Issue #117, opened 2026-08-30
compiler/vm: a dependency module's own function body can't read its own module's top-level const/let after import — ReferenceError


nooga:
## Bug

A function declared in a **non-entry** module, exported and called from a
different module (i.e. reached after crossing an `import` boundary), throws
`ReferenceError: X is not defined` when its body reads a plain top-level
`const`/`let` declared in its *own* defining module — even though:

- the same binding reads correctly at that module's own top level, and
- the same function, called **locally** within its own module, reads it fine.

The distinguishing factor isn't "local vs. cross-module call" as such — it's
whether the defining module is the **entry module** or a **dependency**
loaded via the module loader. The identical file, run as the entry script,
works; imported as a dependency, it doesn't.

This is likely the single biggest blocker to running real, unmodified npm
ESM packages — "export a function that closes over module-level state,
call it from an importer" is close to the single most common pattern in
real-world JS.

## Repro (bare minimum, reproduces in vanilla `paserati` CLI, no host involved)

```js
// lib.js
export const X = true;
export function f() {
  if (X) return "yes";
  return "no";
}

// main.js
import { f, X } from "./lib.js";
console.log("X=", X, "f()=", f());
```

```
$ paserati --no-typecheck main.js
ReferenceError: X is not defined
    at f (<f>:3:1)
    at <script> (<script>:2:1)
```

Reading `X` directly (`import { X } from "./lib.js"; console.log(X)`, no
call through `f`) works fine and prints `true`. Calling `f()` from *within*
`lib.js` itself (append a call after the declarations, run `lib.js` as the
entry file) also works fine and prints `"yes"`.

Reproduces identically with:
- `export`ed or module-private (non-exported) `X`
- `const` or `let`
- `f` declared before or after `X` in source order
- `.js` (`--no-typecheck`, skip-typecheck path) **and** `.ts` (full
  typechecked path) — this is not specific to skip-typecheck

## Diagnosis so far

`OpGetGlobal` (`pkg/vm/vm.go` ~line 13360) reads a **numeric index baked in
at compile time** from the shared unified heap (`vm.heap.Get(int(globalIdx))`)
— not a name-based/module-relative lookup. When the slot doesn't exist, it
throws exactly this `ReferenceError` (`"%s is not defined"`, using
`heap.GetNameByIndex` only to recover a display name).

Confirmed the module's own top-level code *does* successfully assign `X`
into the heap (a `console.log` of `X` at that module's own top level,
[...]

PR #458, opened 2026-09-13
fix(compiler): export var now hoists correctly when compiled as an imported module

### LINKED ISSUE #451: compiler: a top-level function that forward-references a var declared later in the same file throws "is not defined" when that file is loaded as an imported module (works fine as the entry script)
Found continuing the zod investigation (docs/real-node-plan.md Round 104/106/107 in noderati) past `#432`/`#433` (both fixed and confirmed): real `zod@3.25.76`'s `v3/types.js` now parses and its full API loads, but calling `z.number()` (or `z.object`, `z.string`, etc. - anything with a `.create()` static) throws:

```
ReferenceError: ZodFirstPartyTypeKind is not defined
```

Zod's real source is exactly this shape - a class's static `.create` (an arrow function assigned after the class body) referencing a TS-compiled `enum` (`export var ZodFirstPartyTypeKind; (function(K){...})(ZodFirstPartyTypeKind || (ZodFirstPartyTypeKind = {}));`) declared much later in the same file - completely valid, ordinary `var` hoisting.

## Minimal, two-file repro

`lib.mjs`:
```js
function makeThing() {
  return Kind.Number;
}

export var Kind;
(function (K) {
  K["Number"] = "number";
})(Kind || (Kind = {}));

export { makeThing };
```
`main.mjs`:
```js
import { makeThing } from "./lib.mjs";
console.log(makeThing());
```

Real Node: `number`.

Paserati: running `lib.mjs` **directly as the entry script** (`paserati lib.mjs` with an added `console.log(makeThing())` at the bottom) **works correctly** - `Kind` resolves fine, matching real Node.

Running `main.mjs` (which imports `lib.mjs` as a dependency and calls the same function from there) **fails**:
```
ReferenceError: Kind is not defined
    at makeThing (<makeThing>:2:1)
```

## Narrowed precisely

- **Not a hoisting/hoisting-order bug in the general sense** - the identical file, run as the entry script, hoists and resolves `Kind` correctly even though `makeThing` is defined textually before `export var Kind;`.
- **Specific to the file being loaded as an *imported* module rather than the entry script.** Confirmed by running the exact same file both ways.
- **Not specific to cross-module invocation** either, in the sense of "caller in a different file" - even a synchronous call to `makeThing()` written at the *end of `lib.mjs` itself* (same file, same module) fails once that file is loaded via `import` from elsewhere, while it succeeds when that identical file is the entry script.
- **Reordering fixes it**: moving the `export var Kind; (function(K){...})(...)` block *before* `function makeThing() {...}` in the source makes the imported-module case work correctly too.

This points at the module-compilation path specifically (as opposed to the entry-script compilation path) not correctly pre-registering top-level `var`/function-declaration hoisting before compiling earlier statement bodies that reference them as free variables - i.e. a single-pass-in-textual-order compile for modules, vs. a hoisting pre-pass for the entry script.

## Real-world impact

This is exactly the shape real `zod`'s `v3/types.js` uses for essentially every schema builder (`z.string`, `z.number`, `z.boolean`, `z.date`, `z.bigint`, ... - all of them reference `ZodFirstPartyTypeKind`, declared at the very end of a ~3700-line file), so it currently blocks calling any of zod's real API once imported normally (`import { z } from "zod"`).

nooga:
## Summary

`collectVarDeclarations` (the var-hoisting name collector, used both to pre-register top-level names before hoisted functions compile and to emit the `undefined`-init/`MarkVarGlobal` hoist step) had no case for `*parser.ExportNamedDeclaration`, so `export var X;` was invisible to it - `X` never made it into `varNames` or `moduleBindings.TopLevelDeclNames`.

This was latent rather than immediately visible because `moduleGlobalKey` is a no-op for the persistent session compiler used to run a file directly as the entry script, so every reference to `X` (real declaration and forward reference alike) collapsed onto the same bare heap key by accident. Once the same file is compiled as an imported module (`loadedViaModuleLoader`), `moduleGlobalKey` namespaces top-level bindings by module path - and since `X` was missing from `TopLevelDeclNames`, a forward reference from a hoisted-and-compiled-early function fell through to the bare (unnamespaced) global key via `unresolvedGlobalKey`, while the actual declaration, compiled in sequence later, wrote to the namespaced key. Two different heap slots for the same binding → `ReferenceError: X is not defined`.

`collectLetConstDeclarations` already unwraps `ExportNamedDeclaration` for `export let`/`export const` (added for #117); this adds the identical case to `collectVarDeclarations` - the `var`-specific counterpart to #117.

**Real-world impact**: this is exactly the shape zod's `v3/types.js` uses for every schema builder (each references `ZodFirstPartyTypeKind`, an `export var` enum-shaped declaration near the end of the file) - blocking `import { z } from "zod"` entirely once loaded as a real module dependency rather than as an entry script.

## Testing
- New regression tests: `tests/scripts/module_export_var_forward_ref.ts` (+ helper)
- Full smoke suite green

## Note
The compiler-level bug (the reported symptom) is fixed. A related, separate checker-level gap remains: with type checking ON (the default), the same forward-reference shape still fails with `TS2304 Cannot find name 'Kind'` - reproduces on unmodified `main` too, so not a regression from this change. Flagged separately as a follow-up.

Fixes #451


nooga:
Superseded by #463, which contains this exact compiler-side fix (the same \`case *parser.ExportNamedDeclaration:\` added to \`collectVarDeclarations\`) plus the companion checker-level fix for the same forward-reference shape at type-check time. Closing this one unmerged in favor of #463 to avoid landing the identical change twice (and an add/add conflict on the shared test files). #451 is now closed via #463.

....

For each line of the entries that contains the word "called", make a copy.

### Task answer
A function declared in a **non-entry** module, exported and called from a
- the same function, called **locally** within its own module, reads it fine.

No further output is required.